PR #1317, opened 2015-01-28
Lazy conversion from backend kil to generic kil for faster step and resume. 

msaxena2:
Faster debugger step and resume due to lazy conversion from backend kil to generic kil.

### DIFF
--- a/java-backend/src/main/java/org/kframework/backend/java/util/JavaKRunState.java
+++ b/java-backend/src/main/java/org/kframework/backend/java/util/JavaKRunState.java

§ **Exercise instructions**
Nothing in the records above may be left out when you repeat them exactly.

§ **Answer to this problem**
PR #1317, opened 2015-01-28
Lazy conversion from backend kil to generic kil for faster step and resume. 

msaxena2:
Faster debugger step and resume due to lazy conversion from backend kil to generic kil.

### DIFF
--- a/java-backend/src/main/java/org/kframework/backend/java/util/JavaKRunState.java
+++ b/java-backend/src/main/java/org/kframework/backend/java/util/JavaKRunState.java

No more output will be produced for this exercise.